Music, poetry, sex, love, learning, racism, homophobia, and time are all experienced by our bodies, and over the course of The Monster I Am Today, Simmonds investigates how these vast concepts can fit into, and shape, any individual. Speaking these poems out loud, you will hear the sounds that Simmonds was able to put on the page, the way songs move with their own time, and how they push our bodies to inhabit that time. While poems can be skimmed or read slowly, Simmonds demands that we push the written and the oral together, two sides of the same bodily experience, lyric that will not fit into a single medium, sense, or voice, but must expand out into the indescribable corners of human experience that we inhabit without having pithy definitions. Instead, Simmonds gives us expansive, multivoiced explorations of the creation of selfhood.

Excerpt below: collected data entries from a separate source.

PR #4485, opened 2024-02-28
Fixed parameter preservation after identity

hjmjohnson:
When setting a transform to represent an Identity mapping, it is crucial that the stationary component of the transform is preserved.
    
```python
tfm.SetCenter( [1,2,3] );
tfm.SetIdentity();
out=tfm.GetCenter();
assert( out == [1,2,3] );
```

## PR Checklist
files (if any)

### DIFF
--- a/Modules/Core/Transform/include/itkMatrixOffsetTransformBase.hxx
+++ b/Modules/Core/Transform/include/itkMatrixOffsetTransformBase.hxx
@@ -99,7 +99,9 @@ MatrixOffsetTransformBase<TParametersValueType, VInputDimension, VOutputDimensio
   m_MatrixMTime.Modified();
   m_Offset.Fill(OutputVectorValueType{});
   m_Translation.Fill(OutputVectorValueType{});
-  m_Center.Fill(InputPointValueType{});
+  // Fixed parameters must be preserved when setting the transform to identity
+  // the center is part of the stationary fixed parameters
+  // and should not be modified by SetIdentity. m_Center.Fill(InputPointValueType{});
   m_Singular = false;
   m_InverseMatrix.SetIdentity();
   m_InverseMatrixMTime = m_MatrixMTime;
--- a/Modules/Core/Transform/test/itkEuler3DTransformGTest.cxx
+++ b/Modules/Core/Transform/test/itkEuler3DTransformGTest.cxx
@@ -33,3 +33,18 @@ TEST(Euler3DTransform, SetFixedParametersThrowsWhenSizeIsLessThanInputSpaceDimen
     ASSERT_THROW(transform->SetFixedParameters(fixedParameters), itk::ExceptionObject);
   }
 }
+
+TEST(Euler3DTransform, TestSetGetCenterAfterSetIdentity)
+{
+  using EulerTransformType = itk::Euler3DTransform<>;
+
+  // Testing preservation of the center of rotation
+  auto                        eulerTransformWithCenter = EulerTransformType::New();
+  const itk::Point<double, 3> centerOfRotation({ 200, 400, 300 });
+  eulerTransformWithCenter->SetCenter(centerOfRotation);
+  EXPECT_EQ(eulerTransformWithCenter->GetCenter(), centerOfRotation);
+  eulerTransformWithCenter->SetIdentity();
+  // The center of rotation should be preserved when the transform is set to identity.
+  // Reseting a transform to identity should not affect the FixedParameters.
+  EXPECT_EQ(eulerTransformWithCenter->GetCenter(), centerOfRotation);
+}
--- a/Modules/Core/Transform/test/itkSimilarity2DTransformTest.cxx
+++ b/Modules/Core/Transform/test/itkSimilarity2DTransformTest.cxx
@@ -156,6 +156,7 @@ itkSimilarity2DTransformTest(int, char *[])
   }
 
   // 15 degrees in radians
+  transform->SetCenter({}); // Explicitly reset center to default values
   transform->SetIdentity();
   const double angle = 15.0 * std::atan(1.0f) / 45.0;
   const double sinth = std::sin(angle);


Modules/Core/Transform/include/itkMatrixOffsetTransformBase.hxx
```diff
@@ -103,7 +105,7 @@ MatrixOffsetTransformBase<TParametersValueType, VInputDimension, VOutputDimensio
   m_Singular = false;
   m_InverseMatrix.SetIdentity();
   m_InverseMatrixMTime = m_MatrixMTime;
-  this->Modified();
+  this->SetFixedParameters(tmp_fixed_parameters);
 }
```
N-Dekker, line 109: Are you sure it is no longer necessary to call `this->Modified()` here? Just wondering 🤷

Modules/Core/Transform/test/itkEuler3DTransformTest.cxx
```diff
@@ -34,10 +34,34 @@ itkEuler3DTransformTest(int, char *[])
   using EulerTransformType = itk::Euler3DTransform<double>;
   auto eulerTransform = EulerTransformType::New();
 
+  // Testing preservation of the center of rotation
```
N-Dekker, line 37: Did you consider using GoogleTest?  It's really convenient, as it allows you to specify what you "expect" in just a few lines of code:  

    eulerTransformWithCenter->SetCenter(centerOfRotation);
    eulerTransformWithCenter->SetIdentity();
    EXPECT_EQ(eulerTransformWithCenter->GetCenter(), centerOfRotation);

Anyway, maybe something to consider for the next time  😃

Modules/Core/Transform/include/itkMatrixOffsetTransformBase.hxx
hjmjohnson: Good catch!  That was a mistake!

Modules/Core/Transform/test/itkEuler3DTransformGTest.cxx
```diff
@@ -33,3 +33,20 @@ TEST(Euler3DTransform, SetFixedParametersThrowsWhenSizeIsLessThanInputSpaceDimen
     ASSERT_THROW(transform->SetFixedParameters(fixedParameters), itk::ExceptionObject);
   }
 }
+
+TEST(Euler3DTransform, TestSetGetCenterAfterSetIdentity)
+{
+  using EulerTransformType = itk::Euler3DTransform<>;
+
+  auto eulerTransform = EulerTransformType::New();
```
N-Dekker, line 41: Just a nitpick here: Looks like `eulerTransform` is unused, and may be removed!

Modules/Core/Transform/include/itkMatrixOffsetTransformBase.hxx
```diff
@@ -104,6 +106,7 @@ MatrixOffsetTransformBase<TParametersValueType, VInputDimension, VOutputDimensio
   m_InverseMatrix.SetIdentity();
   m_InverseMatrixMTime = m_MatrixMTime;
   this->Modified();
+  this->SetFixedParameters(tmp_fixed_parameters);
```
N-Dekker, line 109: For my understanding: Instead of restoring the original fixed parameters, wouldn't it be possible to just prevent them from being modified in the first place? 

Specifically, wouldn't it be sufficient to remove the existing `m_Center.Fill(InputPointValueType{})` call from `MatrixOffsetTransformBase::SetIdentity()`?

https://github.com/InsightSoftwareConsortium/ITK/blob/1b01d5ceb899f19b2ca104249770854dd8244eab/Modules/Core/Transform/include/itkMatrixOffsetTransformBase.hxx#L102

Modules/Core/Transform/test/itkEuler3DTransformGTest.cxx
```diff
@@ -33,3 +33,20 @@ TEST(Euler3DTransform, SetFixedParametersThrowsWhenSizeIsLessThanInputSpaceDimen
     ASSERT_THROW(transform->SetFixedParameters(fixedParameters), itk::ExceptionObject);
   }
 }
+
+TEST(Euler3DTransform, TestSetGetCenterAfterSetIdentity)
```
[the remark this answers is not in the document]
hjmjohnson: No problem.

Modules/Core/Transform/test/itkEuler3DTransformGTest.cxx
hjmjohnson: Not a nitpick.  It I'm trying to squeeze this between a huge pile of grant reviews.  I copy-n-pasted when moving to GTest.

hjmjohnson: Fixed.

Modules/Core/Transform/include/itkMatrixOffsetTransformBase.hxx
hjmjohnson: @N-Dekker   I tried that at first, but "parameters" are not part of the base class, they are part of the child classes, and some child classes started failing when I tried to do that. (the Scale*Transforms did not behave as expected).

I also tried to take an approach similar to the "GetInverse" function by replacing the m_Matrix with an identity matrix, but again the "Scale*Transforms" tests started failing.

Your suggestion would work for most transforms who's stationary components are the center of rotation, but as an abstract concept a transform may be defined with other fixedparameters other than center of rotation.  I did not want to identify those cases.

This was an attempt to enforce the minimal concepts that "FixedParameters" identify the stationary component of the transform, and should not be changed by setting to identity.

N-Dekker: Sorry, I still don't fully understand why some (old) unit tests would require changing FixedParameters during the execution of `SetIdentity()`. It seems to me that your proposed fix is in fact a workaround to this behavior. Maybe I can look at it closer later this week, but otherwise I'm at least glad that most of my comments were helpful to you 😃

hjmjohnson:
@N-Dekker FixedParameters should never change after being chosen, they represent the static component of the structure of the transform.  Similar to template parameters for a function in C++.   the "Parameters" represent the current state of the Transform (i.e. Not the structure of the transform).

The SetIdentity() function should change the state of the transform, not the structure of the transform.

N-Dekker:
Thanks for your clear explanation, @hjmjohnson Unfortunately I think my knowledge and understanding of `MatrixOffsetTransformBase` derived transforms just isn't sufficient yet  🤷 

> FixedParameters should never change after being chosen

`MatrixOffsetTransformBase::SetIdentity()` does zero-fill the `m_Center`. The values of `m_Center` are also part of FixedParameters, right? When you restore the previous values of FixedParameters, but you leave `m_Center` zero-filled, FixedParameters and `m_Center` will get out of sync, right? Isn't that a problem?

BTW, I won't stop this PR, I'm just trying to understand, because it seems a bit tricky to me!

thewtex (approved):

N-Dekker:
Could you possibly still explain where in the original `SetIdentity()` implementation the FixedParameters gets modified? Because I don't see anything like `m_FixedParameters = someNewValue` here:
https://github.com/InsightSoftwareConsortium/ITK/blob/13ccff6af85522d77aa0e5e19fa929988a9de49d/Modules/Core/Transform/include/itkMatrixOffsetTransformBase.hxx#L96-L107

hjmjohnson:
@N-Dekker The problem (at least for the Euler3DTransform) is explicitly that the m_Center is being filled with all zeros.  Initially I tried removing filling the center with all zeros, but that caused a family of "Scale*Transforms" to start failing regression tests.  The issue, I think, is that the behavior of the m_Center and m_Offset parameters can be manipulated by "SetFixedParameters" of the child classes.

My solution works under the principle that transforms can be properly configured with only "SetParamters" and "SetFixedParameters" from the child classes (as is done in the TransformIO mechansims).  Under this known behavior of all transforms, I concluded that restoring the fixed parameters would set the state of the class correct for whatever weird behavior a child class may choose to do.

Well.  ...... that was my rational for this approach which a) Passes all regression tests, and b) fixes the nasty conceptual bug I ran into when using the Eurler3DTransform with SetIdentity.

N-Dekker:
Thanks again Hans. I just did a rebuild of the latest master branch, having locally _removed_ the questionable m_Center zero-filling:

https://github.com/InsightSoftwareConsortium/ITK/blob/13ccff6af85522d77aa0e5e19fa929988a9de49d/Modules/Core/Transform/include/itkMatrixOffsetTransformBase.hxx#L102

I'll try the tests in a moment...

Modules/Core/Transform/include/itkMatrixOffsetTransformBase.hxx
```diff
@@ -99,7 +99,9 @@ MatrixOffsetTransformBase<TParametersValueType, VInputDimension, VOutputDimensio
   m_MatrixMTime.Modified();
   m_Offset.Fill(OutputVectorValueType{});
   m_Translation.Fill(OutputVectorValueType{});
-  m_Center.Fill(InputPointValueType{});
+  // Fixed parameters must be preserved when setting the transform to identity
+  // the center is part of the stationary fixed parameters
+  // and should not be modified by SetIdentity. m_Center.Fill(InputPointValueType{});
```
N-Dekker, line 104: Thanks very much for giving this approach a try, Hans! I think it's the right way to go. As far as I can see, the Scale*Transform tests still pass 👍 (Right? Please check!) Only [itkSimilarity2DTransformTest](https://open.cdash.org/test/1454097934) appears to fail, but I think itkSimilarity2DTransformTest itself is wrong! I'll have another look.

hjmjohnson: @N-Dekker Thanks. I won't be able to spend time digging into this until after next week.  I appreciate any assistance I can get.

2877 - itkSimilarity2DTransformTest (Failed)

N-Dekker: Technically, just adding `transform->SetCenter({})` to line 159 of itkSimilarity2DTransformTest.cxx should make the CI happy.

Conceptually, people should no longer assume that `transform->SetIdentity()` "automagically" resets the center. It's a breaking change. But I think it's a correct one.

N-Dekker (approved):
Thanks very much, Hans! 👍

N-Dekker:
I think this PR is ready for merge, but I would like to see one more approval! Especially because there is a tiny little chance that _some_ user may experience slightly different behavior, because with this PR, `MatrixOffsetTransformBase::SetIdentity()` no longer resets the center. Again, I think the PR is entirely correct, but one more approval would be nice!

MARK SPERO (he/they) is a MFA and MA candidate at the University of Montana. They received the 2021 Madeline DeFrees Prize, selected by Phillip B Williams, from the Academy of American Poets, and has received support from the Bread Loaf Writers’ Conference and the Community of Writers. Their work can also be found in the American Journal of Poetry, and is forthcoming from Poetry Northwest.

KEVIN SIMMONDS is a musician and writer originally from New Orleans. He studied music at Vanderbilt University and the University of South Carolina. He is the author of two poetry collections, Mad for Meat and Bend to It, and the editor of Collective Brightness: LGBTIQ Poets on Faith, Religion and Spirituality and Ota Benga under My Mother’s Roof, a posthumously published collection by Carrie Allen McCray.